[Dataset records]
<<<<

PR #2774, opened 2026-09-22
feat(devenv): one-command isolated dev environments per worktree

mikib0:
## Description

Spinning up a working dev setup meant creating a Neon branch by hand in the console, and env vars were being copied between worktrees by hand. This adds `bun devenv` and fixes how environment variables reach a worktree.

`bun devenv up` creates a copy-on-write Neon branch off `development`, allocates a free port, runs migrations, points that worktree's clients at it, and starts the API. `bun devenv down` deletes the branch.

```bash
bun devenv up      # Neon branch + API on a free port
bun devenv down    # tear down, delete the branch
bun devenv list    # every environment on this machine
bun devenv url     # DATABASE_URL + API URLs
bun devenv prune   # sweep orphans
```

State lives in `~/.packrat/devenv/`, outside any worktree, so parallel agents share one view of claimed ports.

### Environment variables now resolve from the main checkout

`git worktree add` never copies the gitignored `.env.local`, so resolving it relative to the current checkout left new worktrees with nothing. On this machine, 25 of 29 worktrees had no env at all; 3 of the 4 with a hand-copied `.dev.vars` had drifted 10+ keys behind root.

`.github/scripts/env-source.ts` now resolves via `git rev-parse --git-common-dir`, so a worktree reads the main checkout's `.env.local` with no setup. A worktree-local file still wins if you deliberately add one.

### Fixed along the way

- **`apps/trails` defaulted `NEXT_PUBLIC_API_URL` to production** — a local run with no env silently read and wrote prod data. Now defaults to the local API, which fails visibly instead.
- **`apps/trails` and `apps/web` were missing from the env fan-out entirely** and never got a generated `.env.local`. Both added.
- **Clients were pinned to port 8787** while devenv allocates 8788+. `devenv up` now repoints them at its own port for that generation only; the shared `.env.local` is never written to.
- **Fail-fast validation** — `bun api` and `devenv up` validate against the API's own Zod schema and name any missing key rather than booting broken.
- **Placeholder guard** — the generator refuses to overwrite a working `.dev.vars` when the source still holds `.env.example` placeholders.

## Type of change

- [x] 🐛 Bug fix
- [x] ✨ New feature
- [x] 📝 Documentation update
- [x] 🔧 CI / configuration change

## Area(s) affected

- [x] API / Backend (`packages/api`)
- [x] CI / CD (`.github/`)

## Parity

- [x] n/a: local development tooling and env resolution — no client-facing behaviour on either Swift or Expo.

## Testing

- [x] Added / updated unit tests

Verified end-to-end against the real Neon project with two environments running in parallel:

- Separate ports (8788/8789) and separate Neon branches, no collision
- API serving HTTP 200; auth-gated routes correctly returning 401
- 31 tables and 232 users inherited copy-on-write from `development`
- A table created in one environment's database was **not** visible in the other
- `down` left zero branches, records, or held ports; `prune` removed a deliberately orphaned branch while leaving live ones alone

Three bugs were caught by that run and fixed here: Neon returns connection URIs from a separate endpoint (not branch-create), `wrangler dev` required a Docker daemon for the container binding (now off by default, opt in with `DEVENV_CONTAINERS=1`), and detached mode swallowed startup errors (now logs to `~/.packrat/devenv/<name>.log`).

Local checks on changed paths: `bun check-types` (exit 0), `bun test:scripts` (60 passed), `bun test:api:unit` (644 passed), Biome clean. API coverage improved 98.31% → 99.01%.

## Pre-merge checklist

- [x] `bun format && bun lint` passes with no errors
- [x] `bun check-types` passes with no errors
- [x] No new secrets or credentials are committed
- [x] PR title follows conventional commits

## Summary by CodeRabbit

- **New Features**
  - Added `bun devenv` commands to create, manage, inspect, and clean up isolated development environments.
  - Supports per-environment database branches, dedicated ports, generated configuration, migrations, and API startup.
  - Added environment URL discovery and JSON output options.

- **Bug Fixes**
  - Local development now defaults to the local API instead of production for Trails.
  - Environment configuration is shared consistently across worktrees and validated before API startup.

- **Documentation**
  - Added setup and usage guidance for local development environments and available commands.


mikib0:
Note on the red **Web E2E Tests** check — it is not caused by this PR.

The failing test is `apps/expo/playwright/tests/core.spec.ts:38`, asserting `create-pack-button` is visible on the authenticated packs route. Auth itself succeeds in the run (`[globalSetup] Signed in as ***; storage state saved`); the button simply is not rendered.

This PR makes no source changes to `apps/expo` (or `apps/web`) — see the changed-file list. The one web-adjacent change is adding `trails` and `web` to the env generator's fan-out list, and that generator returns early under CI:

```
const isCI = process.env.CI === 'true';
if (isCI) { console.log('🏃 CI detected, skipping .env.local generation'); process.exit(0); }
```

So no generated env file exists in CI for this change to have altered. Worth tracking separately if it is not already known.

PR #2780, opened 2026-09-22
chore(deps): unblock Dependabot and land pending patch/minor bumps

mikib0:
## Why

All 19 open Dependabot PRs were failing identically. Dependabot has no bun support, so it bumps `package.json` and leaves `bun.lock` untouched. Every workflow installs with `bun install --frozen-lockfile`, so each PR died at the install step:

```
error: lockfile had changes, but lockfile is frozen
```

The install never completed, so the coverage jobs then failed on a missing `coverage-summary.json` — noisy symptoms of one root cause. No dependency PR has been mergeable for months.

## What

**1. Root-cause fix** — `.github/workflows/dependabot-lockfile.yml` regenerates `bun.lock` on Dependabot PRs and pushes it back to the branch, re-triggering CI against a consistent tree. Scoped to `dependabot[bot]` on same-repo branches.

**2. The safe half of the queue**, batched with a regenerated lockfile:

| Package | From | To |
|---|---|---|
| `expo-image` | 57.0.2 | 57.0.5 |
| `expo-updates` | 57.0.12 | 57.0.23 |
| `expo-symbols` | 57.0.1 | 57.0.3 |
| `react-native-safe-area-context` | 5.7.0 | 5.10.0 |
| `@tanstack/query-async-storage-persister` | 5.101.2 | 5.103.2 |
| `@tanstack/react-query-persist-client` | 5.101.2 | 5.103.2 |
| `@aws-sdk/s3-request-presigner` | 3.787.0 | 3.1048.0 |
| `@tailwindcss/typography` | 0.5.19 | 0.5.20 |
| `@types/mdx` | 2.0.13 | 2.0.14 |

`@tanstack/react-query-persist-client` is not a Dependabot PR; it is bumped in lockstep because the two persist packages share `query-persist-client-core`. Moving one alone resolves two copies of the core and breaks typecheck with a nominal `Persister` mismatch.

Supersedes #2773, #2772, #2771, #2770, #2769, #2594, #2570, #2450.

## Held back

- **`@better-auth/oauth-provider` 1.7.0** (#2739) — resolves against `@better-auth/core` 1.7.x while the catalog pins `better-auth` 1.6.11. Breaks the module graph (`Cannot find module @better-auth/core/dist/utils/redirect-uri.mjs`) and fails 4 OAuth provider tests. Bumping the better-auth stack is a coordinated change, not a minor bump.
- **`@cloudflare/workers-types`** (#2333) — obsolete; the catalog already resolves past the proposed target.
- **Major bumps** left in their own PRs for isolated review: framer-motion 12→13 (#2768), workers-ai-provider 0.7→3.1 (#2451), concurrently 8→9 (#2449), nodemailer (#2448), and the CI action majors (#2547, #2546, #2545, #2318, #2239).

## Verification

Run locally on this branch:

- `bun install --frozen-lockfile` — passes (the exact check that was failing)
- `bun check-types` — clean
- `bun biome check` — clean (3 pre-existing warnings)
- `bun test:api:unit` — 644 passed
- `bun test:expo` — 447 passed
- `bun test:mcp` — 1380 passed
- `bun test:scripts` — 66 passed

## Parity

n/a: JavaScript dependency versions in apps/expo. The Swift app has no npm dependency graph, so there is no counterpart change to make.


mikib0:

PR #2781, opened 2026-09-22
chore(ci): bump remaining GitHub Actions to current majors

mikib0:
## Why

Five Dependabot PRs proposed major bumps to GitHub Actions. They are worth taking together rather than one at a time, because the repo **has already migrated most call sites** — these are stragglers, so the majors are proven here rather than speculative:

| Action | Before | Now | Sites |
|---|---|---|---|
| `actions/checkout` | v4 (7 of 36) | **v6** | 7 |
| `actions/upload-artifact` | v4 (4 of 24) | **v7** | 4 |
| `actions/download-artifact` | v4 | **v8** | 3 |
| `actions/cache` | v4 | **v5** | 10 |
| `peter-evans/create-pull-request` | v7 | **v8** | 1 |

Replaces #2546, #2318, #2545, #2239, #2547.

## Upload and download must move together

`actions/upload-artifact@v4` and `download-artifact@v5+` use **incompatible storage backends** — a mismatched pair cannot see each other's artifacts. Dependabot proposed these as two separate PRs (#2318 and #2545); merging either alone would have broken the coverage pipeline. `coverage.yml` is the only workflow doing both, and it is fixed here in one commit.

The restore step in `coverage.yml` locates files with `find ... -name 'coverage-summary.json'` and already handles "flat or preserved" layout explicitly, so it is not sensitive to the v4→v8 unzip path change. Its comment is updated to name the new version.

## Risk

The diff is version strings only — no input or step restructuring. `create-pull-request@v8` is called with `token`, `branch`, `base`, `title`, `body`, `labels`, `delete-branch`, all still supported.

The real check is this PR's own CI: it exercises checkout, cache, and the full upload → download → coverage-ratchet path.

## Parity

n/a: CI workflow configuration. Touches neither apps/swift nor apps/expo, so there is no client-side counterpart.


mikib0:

>>>>

▶ Aim of the exercise:
Your answer should consist only of the lines above between the line holding "## Verification" and the line holding "v4 | **v5** | 10 |", inclusive, each transcribed exactly.

▶ Answer to this problem:
## Verification

Run locally on this branch:

- `bun install --frozen-lockfile` — passes (the exact check that was failing)
- `bun check-types` — clean
- `bun biome check` — clean (3 pre-existing warnings)
- `bun test:api:unit` — 644 passed
- `bun test:expo` — 447 passed
- `bun test:mcp` — 1380 passed
- `bun test:scripts` — 66 passed

## Parity

n/a: JavaScript dependency versions in apps/expo. The Swift app has no npm dependency graph, so there is no counterpart change to make.


mikib0:

PR #2781, opened 2026-09-22
chore(ci): bump remaining GitHub Actions to current majors

mikib0:
## Why

Five Dependabot PRs proposed major bumps to GitHub Actions. They are worth taking together rather than one at a time, because the repo **has already migrated most call sites** — these are stragglers, so the majors are proven here rather than speculative:

| Action | Before | Now | Sites |
|---|---|---|---|
| `actions/checkout` | v4 (7 of 36) | **v6** | 7 |
| `actions/upload-artifact` | v4 (4 of 24) | **v7** | 4 |
| `actions/download-artifact` | v4 | **v8** | 3 |
| `actions/cache` | v4 | **v5** | 10 |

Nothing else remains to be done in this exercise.